_Information provided_
Issue #345, opened 2016-12-31
Bust up Write-GitStatus into smaller functions to make it easier for individuals to override parts of the status display


rkeithhill:
I see a number of PRs come across to change the Git status summary display for things that probably don't apply to that many folks.  And folks can today write their own prompt function to take the information from `Get-GitStatus` to display the Git status summary, plus any additional information in anyway they would like.  However, in many cases folks just want to tweak one area of the Git status summary info.  With this in mind, we should break up the bits and pieces of `Write-GitStatus` into reusable functions.  

Perhaps we have `Write-GitStatus` call down to `Write-BranchStatus`, `Write-GitIndexStatus`, and `Write-GitWorkingDirStatus`. 

In one PR scenario the OP wants to display any tags associated with HEAD.  In this case, the OP could create his own version of Write-BranchStatus to display tags. Then in his prompt function he could call `Write-GitIndexStatus` and `Write-GitWorkingDirStatus` to create the rest of the status summary text. This would make overriding an individual status summary section much easier.

You could make the functions even finer grained as well. Perhaps break down `Write-BranchStatus` into `Write-BranchName` and `Write-BranchSyncStatus`?

dahlbyk:
This is also related to #304 and https://github.com/Jaykul/PowerLine/issues/1. More modularity and customizability in how the prompt displays would be **awesome**. And if we do it right, it seems like an opportunity to remove a bunch of clutter from `$GitPromptSettings`, e.g. default might be:

```powershell
function Write-GitStatus ($GitStatus) {
  Write-Prompt ' [' -ForegroundColor Yellow # No need for Before settings
  Write-GitBranchStatus $GitStatus
  Write-GitFileStatus $GitStatus
  Write-GitLocalStatus $GitStatus
  Write-Prompt ']' -ForegroundColor Yellow # No need for After settings
}
```

And to customize:

```powershell
function Write-GitStatus ($GitStatus) {
  Write-Prompt ' {'
  Write-GitBranchStatus $GitStatus -AheadBehindDisplay Compact -GoneText ''
  # No need for EnableFileStatus; just don't call Write-GitFileStatus
  Write-GitLocalStatus -StagedText ''
  Write-GitStashStatus -Before ' (' -After '(' -ForegroundColor Red
  Write-Prompt '}'
}
```

rkeithhill:
[...]

Issue #340, opened 2016-12-31
Export function to manipulate GitPromptSettings


dahlbyk:
Spawned from https://github.com/dahlbyk/posh-git/pull/256#discussion_r94244778, similar to #111.

Pros:
- Discoverability (module definition, etc)
- Tab completion
- Parameter Validation (e.g. `BranchBehindAndAheadDisplay` "enum")

Cons:
- More code to maintain
- Migration path from `$GitPromptSettings`? Or does function just manipulate the global?

rkeithhill:
Pertinent to this discussion (and the discussion on module install script) - https://github.com/PoshCode/PowerShellPracticeAndStyle/issues/79

rkeithhill:
You get tab completion/Intellisense with the $GitPromptSettings variable so that really isn't a "pro" for a function.

rkeithhill:
For 1.0.0 we're going in the direction of a more structured, strongly typed GitPromptSettings object.  If you disagree or think this needs to be reopened, please reopen it.

PR #447, opened 2017-03-01
Use ANSI color codes if SupportsVirtualTerminal

### LINKED ISSUE #282: posh-git prompt makes PowerShell transcripts less readable

dahlbyk:
See https://github.com/dahlbyk/posh-git/pull/304 for detail and much conversation. For now I have just rebased on `develop`, resolved all the conflicts, and updated the new default `prompt`.

Closes #282 and Jaykul/PowerLine#1.

### DIFF
--- a/src/AnsiUtils.ps1
+++ b/src/AnsiUtils.ps1
@@ -1,0 +1,36 @@
+# Color codes from https://msdn.microsoft.com/en-us/library/windows/desktop/mt638032(v=vs.85).aspx
+$ConsoleColorToAnsi = @(
+    30 # Black
+    34 # DarkBlue
+    32 # DarkGreen
+    36 # DarkCyan
+    31 # DarkRed
+    35 # DarkMagenta
+    33 # DarkYellow
+    37 # Gray
+    90 # DarkGray
+    94 # Blue
+    92 # Green
+    96 # Cyan
+    91 # Red
+    95 # Magenta
+    93 # Yellow
+    97 # White
+)
+$AnsiDefaultColor = 39
+$AnsiEscape = [char]27 + "["
+
+function Get-VirtualTerminalSequence ($color, [int]$offset = 0) {
+    if (($color -is [ConsoleColor]) -and ($color -ge 0) -and ($color -le 15)) {
+        return "${AnsiEscape}$($ConsoleColorToAnsi[$color] + $offset)m"
+    }
+    return "${AnsiEscape}$($AnsiDefaultColor + $offset)m"
+}
+
+function Get-ForegroundVirtualTerminalSequence($Color) {
+    return Get-VirtualTerminalSequence $Color
+}
+
+function Get-BackgroundVirtualTerminalSequence($Color) {
+    return Get-VirtualTerminalSequence $Color 10
+}
--- a/src/ConsoleMode.ps1
+++ b/src/ConsoleMode.ps1
@@ -1,0 +1,121 @@
+# Hack! https://gist.github.com/lzybkr/f2059cb2ee8d0c13c65ab933b75e998c
+
+Add-Type @"
+using System;
+using System.Runtime.InteropServices;
+
+public class NativeConsoleMethods
+{
+    [DllImport("kernel32.dll", CharSet = CharSet.Unicode, SetLastError = true)]
+    public static extern IntPtr GetStdHandle(int handleId);
+
+    [DllImport("kernel32.dll", CharSet = CharSet.Unicode, SetLastError = true)]
+    public static extern bool GetConsoleMode(IntPtr hConsoleOutput, out uint dwMode);
+
+    [DllImport("kernel32.dll", CharSet = CharSet.Unicode, SetLastError = true)]
+    public static extern bool SetConsoleMode(IntPtr hConsoleOutput, uint dwMode);
+
+    public static uint GetConsoleMode(bool input = false)
+    {
+        var handle = GetStdHandle(input ? -10 : -11);
+        uint mode;
+        if (GetConsoleMode(handle, out mode))
+        {
+            return mode;
+        }
+        return 0xffffffff;
+    }
+
+    public static uint SetConsoleMode(bool input, uint mode)
+    {
+        var handle = GetStdHandle(input ? -10 : -11);
+        if (SetConsoleMode(handle, mode))
+        {
+            return GetConsoleMode(input);
+        }
+        return 0xffffffff;
+    }
+}
+"@
+
+[Flags()]
+enum ConsoleModeInputFlags
+{
+    ENABLE_PROCESSED_INPUT             = 0x0001
+    ENABLE_LINE_INPUT                  = 0x0002
+    ENABLE_ECHO_INPUT                  = 0x0004
+    ENABLE_WINDOW_INPUT                = 0x0008
+    ENABLE_MOUSE_INPUT                 = 0x0010
+    ENABLE_INSERT_MODE                 = 0x0020
+    ENABLE_QUICK_EDIT_MODE             = 0x0040
+    ENABLE_EXTENDED_FLAGS              = 0x0080
+    ENABLE_AUTO_POSITION               = 0x0100
+    ENABLE_VIRTUAL_TERMINAL_PROCESSING = 0x0200
+}
+
+[Flags()]
+enum ConsoleModeOutputFlags
+{
+    ENABLE_PROCESSED_OUTPUT            = 0x0001
+    ENABLE_WRAP_AT_EOL_OUTPUT          = 0x0002
+    ENABLE_VIRTUAL_TERMINAL_PROCESSING = 0x0004
+}
+
+function Get-ConsoleMode
+{
+    [CmdletBinding()]
+    param(
+        [switch]
+        $StandardInput
+    )
+
+    $mode = [NativeConsoleMethods]::GetConsoleMode($StandardInput)
+    if ($StandardInput)
+    {
+        [ConsoleModeInputFlags]$mode
+    }
+    else
+    {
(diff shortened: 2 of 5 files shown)


dahlbyk:
> Collect Git prompt in ArrayList instead of strings

Not sure if this is a good optimization or not. Thoughts, @lzybkr?

-----------------------------

More generally, I wonder if this is Close Enough™ for now to merge, giving basic support and a fixed point from which to iterate on how exactly ANSI colors work. In addition to the actual ANSI implementation (dedicated module?), colors play a key role in prompt customization (cc #340 #345).

src/ConsoleMode.ps1
```diff
@@ -0,0 +1,103 @@
+# Hack! https://gist.github.com/lzybkr/f2059cb2ee8d0c13c65ab933b75e998c
+
+if ($IsWindows -eq $false) {
```
rkeithhill: For non-cross-platform PowerShell Core, we should test $PSVersionTable.PSVersion.Major -ge 6 -and $IsWindows.  As that variable is only defined in PowerShell Core.  We can assume a major version of -lt 6 is Windows only.

src/GitPrompt.ps1
```diff
@@ -97,6 +97,8 @@ $global:GitPromptSettings = [pscustomobject]@{
 
     EnableWindowTitle                           = 'posh~git ~ '
 
+    AnsiConsole                                 = $Host.UI.SupportsVirtualTerminal -or ($Env:ConEmuANSI -eq "ON")
```
rkeithhill: I believe the SupportsVirtualTerminal property was added in PS 5.1.  I have started a prototype for ANSI stuff based on v5 classes. In it, I have a PromptRenderer class that has a HostSupportsAnsi method.  That method returns $false for version less than 5.1.  It returns false for Windows version less than 10.0.10586.0 (which is the build that support conhost ANSI seqs).  Finally, it returns the value of $Host.UI.SupportsVirtualTerminal.

src/GitPrompt.ps1
```diff
@@ -128,11 +130,18 @@ if (Get-Module NuGet) {
 }
 
 function Write-Prompt($Object, $ForegroundColor, $BackgroundColor = -1) {
+    if ($GitPromptSettings.AnsiConsole) {
```
rkeithhill: So in the PromptRenderer class I was working on, the idea was that it maintained an internal StringBuilder (for ANSI hosts) and it uses Write-Host for non-ANSI and the StringBuilder for ANSI.  Currently it takes an array of TextSpan objs (text, fg, bg in a class) but I was thinking it might be better to have a BeginWrite/Write/EndWrite set of methods that each individually take a TextSpan object.

src/GitPrompt.ps1
```diff
@@ -128,11 +130,18 @@ if (Get-Module NuGet) {
...
+        $e = [char]27 + "["
+        $f = Get-ForegroundVirtualTerminalSequence $ForegroundColor
+        $b = Get-BackgroundVirtualTerminalSequence $BackgroundColor
+        return "${f}${b}${Object}${e}0m"
```
rkeithhill: We need to be able to handle terms that support 24-bit color like the upcoming Windows 10 CU drop.  See my Twitter post on that - https://twitter.com/r_keith_hill/statuses/835556870697930753  This was something I was encapsulating in a Color class in my prototype.

rkeithhill:
Give me a day or so and I can commit my (very) prototype branch that uses v5 classes.  It is missing stuff you have like the setting the console mode and conversion from console colors to ANSI seq indices.  Maybe we can meld the two?

src/ConsoleMode.ps1
dahlbyk: Thought is that `$IsWindows` will be `$null` for PS `-lt 6`, and `$null -ne $false`. Net result is that we'll only create `NativeConsoleMethods` if we're not explicitly on not-Windows.

Or are you thinking that we shouldn't create `NativeConsoleMethods` for older versions of PS?

src/GitPrompt.ps1
dahlbyk: I'm not sure there's a practical difference, is there? If `SupportsVirtualTerminal` isn't set, it's falsey.

src/GitPrompt.ps1
dahlbyk: `$ForegroundColor` and `$BackgroundColor` are explicitly untyped, so in theory there's no reason `Get-ForegroundVirtualTerminalSequence` and `Get-BackgroundVirtualTerminalSequence` couldn't emit valid escape sequences given a variety of input types (`"#rrggbb"`, [`System.Drawing.Color`](https://msdn.microsoft.com/en-us/library/system.drawing.color.aspx), etc).

(Not that a `Color` class couldn't have equivalent support.)

src/ConsoleMode.ps1
rkeithhill: I guess I find the logic a bit cryptic.   Maybe this is worth a helper function IsWindows to encapsulate the logic.  RE `NativeConsoleMethods` no need to create these if they are not used and we won't use them except on Windows w/ANSI support, right?

src/GitPrompt.ps1
rkeithhill: You're probably right.  I carry some baggage having written scripts back in the early PS days that were affected by users setting `Set-StrictMode -Version Latest` in their global session.  Fortunately that does not impact modules.  That and I still cling to statically typed notions and referring to a property that may or may not exist just feels wrong.  ;-)

dahlbyk: > That and I still cling to statically typed notions and referring to a property that may or may not exist just feels wrong. ;-)

Understood. I'll try to help you get over it. 😀

src/ConsoleMode.ps1
dahlbyk: I wonder if the native console methods have an impact on ConEmu and other console hosts? Do they even exist on Windows pre-10?

lzybkr:
I'm not sure about `ArrayList` w/ `-join` versus `+=` on a string - my intuition says it won't matter - the strings are short anyway.

In general, use of `StringBuilder` would be a better optimization because you'll allocate fewer objects.

dahlbyk:
A quick benchmark confirms that it really doesn't matter for small strings, but for larger strings `StringBuilder` is an order of magnitude faster than `ArrayList`, which is maybe 25% faster than string concatenation.

We may end up wanting a `StringBuilder`, but I'm content to leave it for now.

> Give me a day or so and I can commit my (very) prototype branch that uses v5 classes. It is missing stuff you have like the setting the console mode and conversion from console colors to ANSI seq indices. Maybe we can meld the two?

I guess my question is if this branch is a reasonable enough starting point for people to 1) test it out, if they want, and 2) serve as a base for iterating on how we handle ANSI (your `PromptRenderer` or otherwise). Thoughts?

src/Utils.ps1
```diff
@@ -283,6 +283,43 @@ function Test-PoshGitImportedInScript {
...
+
+function Get-ForegroundVirtualTerminalSequence($Color) {
+    return Get-VirtualTerminalSequence $Color
+}
+
+function Get-BackgroundVirtualTerminalSequence($Color) {
+    return Get-VirtualTerminalSequence $Color 10
+}
+
 function dbg($Message, [Diagnostics.Stopwatch]$Stopwatch) {
```
rkeithhill: Eventually we might to put these into an Ansi.ps1 or AnsiUtils.ps1 file but that can wait.

rkeithhill:
> I guess my question is if this branch is a reasonable enough starting point 

Good point.  Go ahead and merge it. I have an Ubuntu VM I work on everyday for embedded Linux development work. I could take it for a spin there.

dahlbyk:
Just rewrote the world:

- ANSI stuff moved to separate file
- Squashed a few fixup-y commits
- Added a spike using `StringBuilder` just for fun... `Write-Prompt` semantics are now even more odd

src/AnsiUtils.ps1
```diff
@@ -0,0 +1,36 @@
+# Color codes from https://msdn.microsoft.com/en-us/library/windows/desktop/mt638032(v=vs.85).aspx
```
rkeithhill: Hehe, that is exactly the filename I'm using in my classes prototype branch.  Did some work on that last night but not quite ready yet for evaluation.

src/ConsoleMode.ps1
rkeithhill: What was the initial impetus for this?  PowerShell sets the console mode to enable ANSI seqs. Or was there a version (5.0) that didn't do this?

lzybkr: The api exists on all versions of Windows - but the flag we need is not recognized universally - just Win10 Anniversary and later I think.  The api call will fail (I think harmlessly) if it doesn't recognize the flag.

The workaround should not be needed in V6 - I fixed it in PowerShell: https://github.com/PowerShell/PowerShell/pull/2991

_Task prompt_
Copy out every line of the material above that contains the string "hConsoleOutput".

_Task output_
+    public static extern bool GetConsoleMode(IntPtr hConsoleOutput, out uint dwMode);
+    public static extern bool SetConsoleMode(IntPtr hConsoleOutput, uint dwMode);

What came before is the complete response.